It's been a very cold winter, did you use the aircon units to heat your place?


----------



## Neihu

1300 le seems like a lot. But what do I know? I haven't had an electricity bill since I moved to Rehab in October. I also never got one while living in Maadi for 2 months. 
But I'm sure eventually some one will come knocking on my door asking for a large chunk of my paycheck!


----------



## hurghadapat

Here is the link to show you how they calculate your bills:-


Egyptian Electric Utility and Consumer Protection Regulatory Agency.


----------



## maadiboy

You guys pay a lot for electricity. I live in maadi degla, flat is around 80-90sqm, 3 aircon, the meter is inside the flat. Usually the guy from the company comes every month to read the meter and a few days later we get a proper bill in arabic with the meter reading on it from the last 2 months, the difference and the amount to pay. 
In summer we use a lot of aircon, a heater we don´t have, so in winter we don´t use much energy. Anyway, my bill was never higher than 500 LE, one time i think around 400 LE after summer due to the use of aircon, but mostly it is just around 100 LE, now in winter even less than 50 LE.


----------



## MaidenScotland

Well surprise surprise no one has turned up to read the meter.


----------



## MaidenScotland

maadiboy said:


> You guys pay a lot for electricity. I live in maadi degla, flat is around 80-90sqm, 3 aircon, the meter is inside the flat. Usually the guy from the company comes every month to read the meter and a few days later we get a proper bill in arabic with the meter reading on it from the last 2 months, the difference and the amount to pay.
> In summer we use a lot of aircon, a heater we don´t have, so in winter we don´t use much energy. Anyway, my bill was never higher than 500 LE, one time i think around 400 LE after summer due to the use of aircon, but mostly it is just around 100 LE, now in winter even less than 50 LE.

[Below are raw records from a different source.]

PR #296, opened 2023-02-07
Support non-seekable streams in SizeCheckingLoader

### LINKED ISSUE #169: Handle non-seekable streams in Updater:: checkLength()
Coming at you from #153!

There's an outstanding @todo at https://github.com/php-tuf/php-tuf/blob/main/src/Client/Updater.php#L535 which states:

```
        if (isset($size)) {
            if ($size > $maxBytes) {
                throw $error;
            }
        } else {
            // @todo Handle non-seekable streams.
            $data->rewind();
            $data->read($maxBytes);
```

Seems like a good thing to do. :)

phenaproxima:
Fixes #169.

### DIFF
--- a/composer.json
+++ b/composer.json
@@ -9,7 +9,6 @@
         "slevomat/coding-standard": "^8.2",
         "phpspec/prophecy-phpunit": "^2",
         "guzzlehttp/guzzle": "^6.5 || ^7.2",
-        "guzzlehttp/psr7": "^1.7",
         "phpspec/prophecy": "^1.16"
     },
     "license": "MIT",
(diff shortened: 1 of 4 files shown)


phenaproxima:
Due to the fact that this intentionally introduces side effects, I think I'm going to want sign-off from both @tedbow and @effulgentsia before this is merged.

tedbow (approved):
Looks good!

phenaproxima:
I confirmed that the changes here un-break the tests in php-tuf/composer-integration.

phenaproxima:
Welp, since this blocks the plugin, I'm mergin' this.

I don't think we pay too much.. I think you pay too little


----------



## hhaddad

hurghadapat said:


> Here is the link to show you how they calculate your bills:-
> 
> 
> Egyptian Electric Utility and Consumer Protection Regulatory Agency.


Bill_Calculation


----------



## marimar

MaidenScotland said:


> I don't think we pay too much.. I think you pay too little


Well that makes our usual monthly electric bill of 30-40 LE seem a bit pathetic then compared to everyone else.


----------



## JochenvW

In conclusion I withdraw my comment on the increase of the total kWh price...


----------



## alexvw

JochenvW said:


> In conclusion I withdraw my comment on the increase of the total kWh price...

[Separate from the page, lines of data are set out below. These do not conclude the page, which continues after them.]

PR #297, opened 2023-02-07
Remove GuzzleLoader

phenaproxima:
Now that https://github.com/php-tuf/composer-integration/pull/77 is in, nothing is using GuzzleLoader. So let's remove it!


tedbow (approved):
👍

Still makes it more interesting for them to "collect" bills and charge at once...


----------



## JochenvW

alexvw said:


> Still makes it more interesting for them to "collect" bills and charge at once...


Only if they regularly put your bills below 1000 kWh or 251.50 LE...


----------



## Sonrisa

I guess i ve been using the heater, but not that much. As i said it doesnt bother me much, because thankfully we dont have to pay the bills ourselves, its part of the 
Package. I must admit that I hoped that I was baeing scamed.

If there are no irregularities with my bill, then its very scary to think how the average egyptian family would cope with the rising costs of everything, including electricity bills of over what is considered the average salary.

there are sings of trouble brewing everywhere I look, difficult times ahead


----------



## Helen Ellis

The development I have just moved to takes meter reading every month, presents a bill for water and electric, with meter readings, stuck to the front door. You take this bill to the office to pay it. You get a receipt. Next month you take this receipt back and get an official bank receipt showing your payments. Totally legit and wonderful. First time ever in Hurghada for me. My combined water and electric in my old flat was usually around 150le, I don't use much heating or a/c and there was only, usually one person in the flat.


----------



## MaidenScotland

Was talking about this very thing tonight
Friend got her first bill in 6 months and only because the bowb went to the electricity place to tell them that the whole street had not seen the meter reader since Ramadan...


----------



## MaidenScotland

Engineer has just been to check my meter reading etc.. he had as a tool.. a lighter, don't ask

Seems my bill for one month is 960le


----------



## fassy

*Fassy*

i have paid the Electric bill of 10th month which is october and got short slip as person told me he other part is already dlvrd to us. after one month i found that my bill is still due and person who has given me small receipt did not deposit in department. when i told this to my friend that i have paid and he given me small paper instead of big one. my friend informed me that we can not do anything as we must have big part of receipt as prove small one is just notice. please can anyone tell me if i can do anything i mean any legal way or complain against this person as bt myself paid him and now i am gonna pay again for same bill.


----------



## Ineedhelp2014

we signed an agreement to pay 200 every month, and the bill comes to 60 pounds a month...oh well...


----------